Almost like a bunch of teenage girls.
"Americans tend to drink in more dysfunctional ways than people in other societies"
Has Kate Julian ever met anyone from Japan?
The FBI sought information, including I.P. addresses, on all "computers and other electronic devices" that accessed the story during a 35-minute period on the evening of the shooting.
The fact that they can ask for this... and might get it, but for the good graces of a liberty-minded court should give everyone pause about what you think your anonymity really is when just browsing the web.
The FBI probably found the information anyway and said they backed off after they did.
"I don't think there is anything more important in my lifetime to work on.…I don't think there is anything more enabling for people around the world."
They talk like social justice advocates, but have the business ethics of Vlad the Impaler.
water was bad in the past alcohol killed the germs, we have better methods today
“That makes the FBI's move even more shocking. Authorities clearly had other ways to find the suspect they were looking for and, apparently, still decided that infringing on freedom of the press was a good first step.”
It’s telling that ENB only appears concerned about the press’s rights being violated, but not all the people who accessed the article on-line. Explains why there’s been no coverage here of Feds raiding people’s houses simply because their cell phone data indicated they were in washington 1/6.
“Again and again, an era of overindulgence begets an era of renunciation: Binge, abstain. Binge, abstain."”
But enough about sarc’s battle with alcoholism.

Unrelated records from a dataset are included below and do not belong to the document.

PR #551, opened 2026-07-20
Add nightly to CI for codecov

liferooter:
## Pull request type

- [ ] Bugfix
- [ ] Feature
- [x] Build related changes

The crate is not tested on nightly compiler, also doctests are not included in coverage reports. Also being broken with the latest
versions of deps don't block merging.

Issue Number: N/A

## What is the new behavior?

The crate is tested on nightly compiler too, covecoverage tests are run only against nightly compiler because it support
including doctests in coverage tests, also being broken with the latest versions of deps now block merging as it should.

### DIFF
--- a/.github/workflows/rust-tests.yml
+++ b/.github/workflows/rust-tests.yml
@@ -2,11 +2,11 @@ name: YDB tests
 
 on:
   push:
-    branches: [ master ]
+    branches: [master]
   pull_request:
-    branches: [ master ]
+    branches: [master]
   schedule:
-    - cron: '18 4 * * *'
+    - cron: "18 4 * * *"
 
 env:
   CARGO_TERM_COLOR: always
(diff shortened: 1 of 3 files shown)


.github/workflows/rust-tests.yml
```diff
@@ -2,39 +2,48 @@ name: YDB tests
...
-  RUST_VERSION_MSRV: "1.88"
-  # Pinned modern Rust version used for forward compatibility coverage.
-  RUST_VERSION_MODERN: "1.96"
-  # Stable Rust version used against dependencies test
-  RUST_VERSION_STABLE: stable
 
 jobs:
   tests:
-    name: ${{ matrix.name }}
+    name: tests (${{ case(matrix.label != '', matrix.label, format('{0} rustc', matrix.rust_version)) }})
```
rekby, line 17: `case(...)` is not a GitHub Actions expression function. The supported functions are `contains`, `startsWith`, `endsWith`, `format`, `join`, `toJSON`, `fromJSON`, `hashFiles` (plus the status checks `success`/`always`/`cancelled`/`failure`) — there is no `case`. GitHub will reject this expression ("Unrecognized function: 'case'"), which breaks name evaluation for the whole `tests` job.

Use the standard `&& / ||` ternary idiom instead — it works here because `matrix.label` is a non-empty (truthy) string whenever it's set, and the `stable` entry (which has no `label`) falls back to `stable rustc`:

```suggestion
    name: tests (${{ matrix.label != '' && matrix.label || format('{0} rustc', matrix.rust_version) }})
```

rekby (commented):
The intent (nightly leg for coverage incl. doctests, dropping `continue-on-error` so the latest-deps leg blocks merges) reads clearly and the doctest `recursion_limit` additions look right. One blocking problem: the job name uses a `case(...)` expression that isn't a real GitHub Actions function, so the `tests` job will fail to evaluate its name. Detail inline.

.github/workflows/rust-tests.yml
liferooter: Case _is_ a GitHub Actions expression function. Please go read GitHub docs.

rekby (commented):
OK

Twitter - We are deeply concerned by the blocking of Twitter in Nigeria. Access to the free and #OpenInternet is an essential human right in modern society.

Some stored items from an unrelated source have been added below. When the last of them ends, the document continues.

PR #566, opened 2026-07-24
fix: add cancellation safety checks

### LINKED ISSUE #563: dev: make TopicWriter `writer` cancellation safe
**Impact Assessment**

How would this change affect:
- [ ] Performance
- [ ] Maintainability
- [ ] Backward compatibility
- [x] User experience

**Area of Improvement**
Topic Writer cancellation safety.

**Current Situation**
`TopicWriter::write` function is not cancel safe.
In `Reconnector::add_message` happens given sequence of actions:
```rust
        let mut state_guard = self.state.lock().await;
        state_guard.connection_info.last_seq_no_assigned = message_seq_no;
        self.queue.add_message(message, ack_sender).await
```
If `write` is cancelled before message actually put in queue, but inner state of `last_seq_no_assigned` already mutated, writer will return errors on next message writes because of seq_no monotonicity violation.

**Suggested Improvement**

aral01:
## Pull request type

- [ ] Bugfix
- [ ] Feature
- [ ] Build related changes
- [x] Other (please describe): tests

Topic writer is cancel safe.

Issue Number: closes #563

## What is the new behavior?

- Test on cancellation safety on topic write with custom seq-no
- Test on cancellation safety on topic write with auto seq-no

### DIFF
--- a/ydb/src/client_topic/topicwriter/reconnector.rs
+++ b/ydb/src/client_topic/topicwriter/reconnector.rs
@@ -475,3 +475,86 @@ impl ReconnectionLoop {
         }
     }
 }
+
+#[cfg(test)]
+mod tests {
+    use std::{sync::Arc, time::Duration};
+
+    use tokio::sync::{Mutex, watch};
+    use tokio_util::sync::CancellationToken;
+
+    use crate::{
+        TopicWriterMessage,
+        client_topic::topicwriter::{
+            connection::ConnectionInfo,
+            queue::Queue,
+            reconnector::{Reconnector, ReconnectorState, ReconnectorStatus},
+        },
+        grpc_wrapper::raw_topic_service::common::codecs::RawSupportedCodecs,
+    };
+
+    fn reconnector(auto_seq_no: bool) -> Reconnector {
+        let (_, rx) = watch::channel(ReconnectorStatus::Working);
+
+        Reconnector {
+            state: Arc::new(Mutex::new(ReconnectorState {
+                connection_info: ConnectionInfo {
+                    partition_id: 0,
+                    session_id: "".to_string(),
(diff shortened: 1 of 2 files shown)


rekby (commented):
Tests-only change verifying `Reconnector::add_message` is cancellation-safe (issue #563). Traced both paths: `add_message` mutates `last_seq_no_assigned` under the `state` lock and then awaits `queue.add_message`, which blocks on the inner queue lock held by the test — so the `biased` select polls the future once, finds it pending at exactly the queue-add await (before any message/reception ticket is enqueued), and drops it. The follow-up `add_message` then succeeds, correctly asserting no lock leak, poisoned state, or dangling ticket. Both custom and auto seq-no cases are deterministic (no timers or racing tasks) and match the stated intent. Looks correct; only a small readability nit inline.

ydb/src/client_topic/topicwriter/reconnector.rs
```diff
@@ -475,3 +475,86 @@ impl ReconnectionLoop {
...
+
+    #[tokio::test]
+    async fn add_message_cancellation_safety_custom_seq_no() {
+        let reconnector = reconnector(false);
+
+        let message = TopicWriterMessage::builder().data(vec![]).seq_no(2).build();
+
+        let queue_lock = reconnector.queue.lock().await;
+
+        tokio::select! {biased;
```
rekby: Optional readability nit: the `tokio::select! { biased; result = add_message => panic!(...), _ = async {} => {} }` construct is a fairly obscure way to say "poll `add_message` exactly once and assert it is still pending (blocked on the queue lock we hold)". Since the same idiom recurs in both tests, a one-line comment explaining the intent would help future readers. Not blocking.

rekby (commented):
OK

PR #568, opened 2026-07-28
Fix #267: add basic metrics for Prometheus

### LINKED ISSUE #267: feat: Prometheus
created automatically from https://ydb.tech/docs/en/reference/ydb-sdk/feature-parity

sergey-glyanets:
Add basic Prometheus metrics 

## Pull request type

- [ ] Bugfix
- [V] Feature
- [ ] Build related changes

Add basic Prometheus metrics: collect metrics

Issue Number: 267

## What is the new behaviour?

- add metrics' names storage
- add counters: new clients (query, scheme, topic), query execution (exec, commit, rollback) 
- add histogram: query execution time

### DIFF
--- a/ydb/Cargo.toml
+++ b/ydb/Cargo.toml
@@ -64,8 +64,11 @@ uuid = { version = "1.17.0", features = ["v4", "v7"] }
 ydb-grpc = { version = "0.2.2", path = "../ydb-grpc" }
 flate2 = "1.1.9"
 rayon = "1.10"
+metrics = "0.24.6"
 
 [dev-dependencies]
+prometheus = "0.14.0"
+metrics-prometheus = "0.11.2"
 async_once = "0.2"
 chrono = { version = "0.4", default-features = false, features = [
     "clock",
--- a/ydb/src/client_builder.rs
+++ b/ydb/src/client_builder.rs
@@ -1,4 +1,5 @@
 use crate::client_common::{DBCredentials, TokenCache};
+use crate::client_metrics::names::MetricsNames;
 use crate::client_topic::compression::Executor;
 use crate::credentials::{
     AccessTokenCredentials, CredentialsRef, GCEMetadata, ServiceAccountCredentials,
@@ -235,6 +236,7 @@ pub struct ClientBuilder {
     grpc_opts: GrpcOptions,
     executor: Option<Arc<dyn Executor>>,
     retry_settings: Option<RetrySettings>,
+    driver_name: Option<String>,
 }
 
 impl ClientBuilder {
@@ -271,6 +273,10 @@ impl ClientBuilder {
     }
 
     pub async fn build(self) -> YdbResult<Client> {
+        let metrics_names = MetricsNames::new(self.driver_name);
+
+        metrics_names.client_new_counter.increment(1);
+
         let retry_settings = self
             .retry_settings
             .unwrap_or_else(RetrySettings::with_default_backoff);
@@ -323,6 +329,7 @@ impl ClientBuilder {
             load_balancer,
             self.executor,
             retry_settings,
+            metrics_names,
         )
         .await
     }
@@ -376,6 +383,13 @@ impl ClientBuilder {
         self
     }
 
+    /// Set metrics driver name
+    /// If unset, `main` is used.
+    pub fn with_driver_name(mut self, driver_name: &str) -> Self {
+        self.driver_name = Some(driver_name.to_string());
+        self
+    }
+
     fn new() -> Self {
         Self {
             credentials: credentials_ref(AccessTokenCredentials::from("")),
@@ -387,6 +401,7 @@ impl ClientBuilder {
             grpc_opts: GrpcOptions::default(),
             executor: None,
             retry_settings: None,
+            driver_name: None,
         }
     }
 }
--- a/ydb/src/client_metrics/names.rs
+++ b/ydb/src/client_metrics/names.rs
@@ -1,0 +1,50 @@
+use std::string::ToString;
+
+use metrics::{Counter, Histogram, counter, histogram};
+
+const DEFAULT_DRIVER_NAME: &str = "main";
+
+#[derive(Clone, Debug)]
+pub(crate) struct MetricsNames {
+    pub client_new_counter: Counter,
+    pub client_new_table_client_counter: Counter,
+    pub client_new_query_client_counter: Counter,
+    pub client_new_scheme_client_counter: Counter,
+    pub client_new_topic_client_counter: Counter,
+    pub client_query_row_counter: Counter,
+    pub client_transaction_query_row_counter: Counter,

Thread winner - Twitter should just go start their own Nigeria.
Thast line is a total winner indeed.
Their prince still owes me a lot of money
ENB has an interesting concept of “caving” in regard to Royal Caribbean. There’s no logical or legal reason to require that all passengers be vaccinated. Is it caving to avoid a fine by not doing something that makes no sense? Would she consider it caving to avoid a jail sentence by not stealing from others?
ENB has a rule: If Democrats pressure someone to do something, but Republicans pressure them not to, only the latter is caving.

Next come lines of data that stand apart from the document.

PR #569, opened 2026-07-28
bench: add C++ Topic benchmark

aral01:
## Pull request type

- [ ] Bugfix
- [x] Feature
- [ ] Build related changes

Issue Number: N/A

## What is the new behavior?

This PR adds C++ topic benchmark, following existing Rust Topic benchmark.
C++ benchmark uses same scenarios and resulting schema.

### DIFF
--- a/benchmarks/sdk-compare/justfile
+++ b/benchmarks/sdk-compare/justfile
@@ -1,0 +1,74 @@
+set shell := ["bash", "-euo", "pipefail", "-c"]
+
+# Build the release benchmark and its local YDB C++ SDK.
+cpp-build:
+    @just _cpp-native-build native
+
+# Build and run the release benchmark. Defaults to local YDB.
+cpp-run scenario="scenarios/topic-smoke.json":
+    @just _cpp-native-build native >&2
+    @just _cpp-native-run native {{ quote(scenario) }}
+
+# Run native ASan and UBSan; defaults to the one-reader smoke scenario.
+cpp-asan scenario="scenarios/topic-smoke.json":
+    @just _cpp-native-build native-asan >&2
+    @ASAN_OPTIONS=abort_on_error=1:detect_leaks=0:symbolize=1 \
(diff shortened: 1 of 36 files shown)


benchmarks/sdk-compare/justfile
```diff
@@ -0,0 +1,74 @@
...
+        git clone https://github.com/ydb-platform/ydb-cpp-sdk.git "$sdk_source"
+        git -C "$sdk_source" checkout --detach 7e0839b71043ae4a6066ff934a62dd333d6cd265
+        git -C "$sdk_source" submodule update --init \
+            third_party/FastLZ \
+            third_party/aklomp-base64 \
+            third_party/api-common-protos \
+            third_party/jwt-cpp
+        git -C "$sdk_source" apply \
+            "$benchmark_root/cpp/patches/ydb-cpp-sdk.patch"
+    fi
```
rekby, line 45: The one-time SDK setup is guarded only by the existence of the checkout directory. `git clone` cleans up after itself on failure, but if any step *after* the clone fails — `checkout --detach`, `submodule update`, or `git apply` (e.g. a transient network error during submodule fetch, or the patch failing to apply after a future SDK bump) — the partially-prepared `$sdk_source` directory is left behind. Because `set -euo pipefail` aborts the recipe at that point but the directory now exists, the *next* `just cpp-build` sees `[[ ! -d "$sdk_source" ]]` as false, skips the whole `if` block, and builds against an un-checked-out / un-patched SDK, producing a confusing failure that only `rm -rf target/sdk-compare-ydb-cpp-sdk` resolves.

Consider making the setup atomic — e.g. prepare into a temp dir and `mv` into place only on full success, or drop a sentinel file (`.sdk-ready`) as the last step of the block and gate on that instead of the directory. That way an interrupted setup is retried on the next invocation rather than silently treated as complete.

rekby (commented):

aral01:
Moved to https://github.com/ydb-platform/ydb-sdk-benchmarks/pull/2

So, you're saying Biden is continuing the policies of the Obama administration the?
The most transparent administration ever?
I mean, you guys wanted 'wrong, but within normal.parameters'. That's what this is.
When Obama said "Leave it to Joe to fuck things up" it was an endorsement.
"Press freedom continues to be threatened by Biden administration"
One of Trump's signature "achievements" was eroding trust in the American institution of a free press. Whatever the radical socialist far-left Biden administration is doing is far less than the destruction that Trump with the slavish support of Republicans has wrought.
We didn't trust the press long before Trump. They have been liberal and edging far left since the 1950s (at least).
The press eroded their credibility all by their lonesome.